Anthropologists agree that the rise of paternal care and increased levels of cooperation were important to human evolutionary success by way of helping improve child well-being and survival, but links between fathers’ testosterone levels and cooperative, prosocial behaviors are still lacking in the field. To pursue these links, Gettler’s collaborators — including Sheina Lew-Levy, Simon Fraser University, Canada and Aarhus University, Aarhus, Denmark; Mallika Sarma, Johns Hopkins University; Valchy Miegakanda, Institut National de Santé Publique, Republic of the Congo; and Adam Boyette, Max Planck Institute for Evolutionary Anthropology, Leipzig, Germany – took saliva samples from both the BaYaka and Bondongo fathers to determine testosterone levels. They also asked the men to rank the best fathers in each group based on their community’s valued roles for men.
“BaYaka fathers are not playmates with their children like men are in the U.S. and other large-scale, industrialized societies. They spend more time in hands-on care, holding their babies, taking their older children with them to work in the forest, co-sleeping all together as a family at night. But fathers are also part of larger, cooperative community,” said Boyette, a senior author on the new paper.
The role of fathers in Bondongo communities differs from BaYaka fathers in that the former are most valued for being providers of resources for their households. Bondongo men often undertake significant risk to hunt, fish and clear plots for farming. Although they are generally committed fathers, Bondongo fathers often do not engage in much nurturing care of their children, which is primarily a women’s role in their society. In contrast to the BaYaka results, Bondongo fathers who were rated as better providers had higher testosterone levels.
The researchers also looked at levels of testosterone in relation to marital conflict. They found that men in both societies with higher testosterone levels were ranked (by other men) as having greater conflict with their wives. This is consistent with studies of men in the U.S. and the Philippines.
The data in the BaYaka/Bondongo study are correlational, meaning the researchers do not know if good sharers’ generous behavior leads to low levels of testosterone, or that low levels of testosterone lead to increased sharing. In previous research, Gettler and other anthropologists have demonstrated that testosterone levels drop significantly when men become fathers. A recent study from Gettler’s lab, completed in conjunction with a South Bend hospital, showed that if a dad’s testosterone level was lower on the second day of his infant’s life, he would ultimately be more involved in the baby’s care months later.

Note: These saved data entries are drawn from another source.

PR #531, opened 2019-05-08
Point contributors to conda-forge for CRAN packages (for CRAN packages without Bioconductor Dependencies)

gwaygenomics:
noted in https://github.com/bioconda/bioconda-recipes/pull/15189#issuecomment-490566204 all CRAN packages should be deposited in conda-forge. This will save time for future contributors.

### DIFF
--- a/docs/source/guidelines.rst
+++ b/docs/source/guidelines.rst
@@ -227,49 +227,49 @@ R (CRAN)
    Bioconda. If the CRAN package does not have a Bioconductor package dependency, it
    belongs in Conda-Forge.
 
- .. note::
+.. note::
 
-     Using the ``conda skeleton cran`` method results in a recipe intended to be
-     built for Windows as well, with lines like::
+   Using the ``conda skeleton cran`` method results in a recipe intended to be
+   built for Windows as well, with lines like::
 
-          {% set posix = 'm2-' if win else '' %}
-          {% set native = 'm2w64-' if win else '' %}
+        {% set posix = 'm2-' if win else '' %}
+        {% set native = 'm2w64-' if win else '' %}
 
-     and
+   and
 
-     .. code-block:: yaml
+   .. code-block:: yaml
 
-         test:
-           commands:
-             - $R -e "library('RNeXML')"  # [not win]
-             - "\"%R%\" -e \"library('RNeXML')\""  # [win]
+       test:
+         commands:
+           - $R -e "library('RNeXML')"  # [not win]
+           - "\"%R%\" -e \"library('RNeXML')\""  # [win]
 
-     The bioconda channel does not build for Windows. To keep recipes
-     streamlined, please remove the "set posix" and "set native" lines described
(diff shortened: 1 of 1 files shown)


gwaygenomics:
cc @bgruening

epruesse:
I still maintain that *all packages* goes too far. There are legit life science packages on CRAN, CPAN and PyPi. Whether you host on Github or on PyPI or on CRAN does not change the primary criterion - life science specificity.

epruesse:
Otherwise we might as well shut this down and move everything to Conda-Forge. Because what applies to CRAN should apply to PyPi as well, and to C/C++ packages hosted on SF or GH or ...

epruesse:
@bioconda/core - this one didn't want to build. "Unauthorized User", see https://circleci.com/gh/bioconda/workflows/bioconda-utils/tree/pull%2F531

gwaygenomics:
> There are legit life science packages on CRAN, CPAN and PyPi. Whether you host on Github or on PyPI or on CRAN does not change the primary criterion - life science specificity.

Definitely agree. My goal with this PR is to reduce the amount of time for contributors to contribute a recipe. It is not an insignificant amount of time to get a package on conda. This is especially true if the contributor has to file two PRs! (e.g. bioconda/bioconda-recipes#15189 and conda-forge/staged-recipes#8309)

Often "life science specificity" is a hazy and subjective boundary. For R users, this boundary can be divided without subjectivity (bioconductor vs. CRAN)

epruesse:
I'll leave it to the R experts. We just had a package from CRAN I merged because it was so unequivocally life-science specific (sequencing stuff) that there was really no good argument to push it to CF.

dpryan79:
As I recall, the main reason to point people to conda-forge was that inevitably stuff from CRAN ends up over there anyway, even if it is bio-related. Perhaps this is less of an issue now that staged-recipes is checking for package existence in bioconda and we have a bot that can check for upgrades. Thought @bgruening ? I guess I'm not opposed to allowing (relevant, obviously) CRAN packages given these changes.

bgruening:
I think we should be clear in our communication. Most cran packages are on conda-forge and they have some good people maintaining them. Sooner or later all cran will end up there and they need to duplicate those, as they do not depend on bioconda.

So I think the cleanest solution is to communicate all pure cran-packages, that means no-dependencies to bioconductor should move to conda-forge.

@gwaygenomics could you please add this to your PR. If a package depends on a bioconductor package it needs to be in bioconda, even it is a cran package.

epruesse:
CF wants to package all of CRAN? That's ... like 14k packages? They cracked the 10k 2 years ago and are in an exponential growth phase. I guess it's less than CPAN (40k) or PyPi (180k) though.

gwaygenomics:
> If a package depends on a bioconductor package it needs to be in bioconda, even it is a cran package.

Yes - I agree with this! I will update the PR. Thanks @bgruening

“We’ve learned a great deal about fathers and testosterone in places like the U.S., and we’ve come to understand that it’s related to the amount of child care they do and how they support their partners,” Gettler said. “This could be applied to broader community. During this time when so many of us are struggling, this could make us think about how fathers’ bodies are functioning in ways that not only connect us to our own families but also how we can help others survive and thrive.”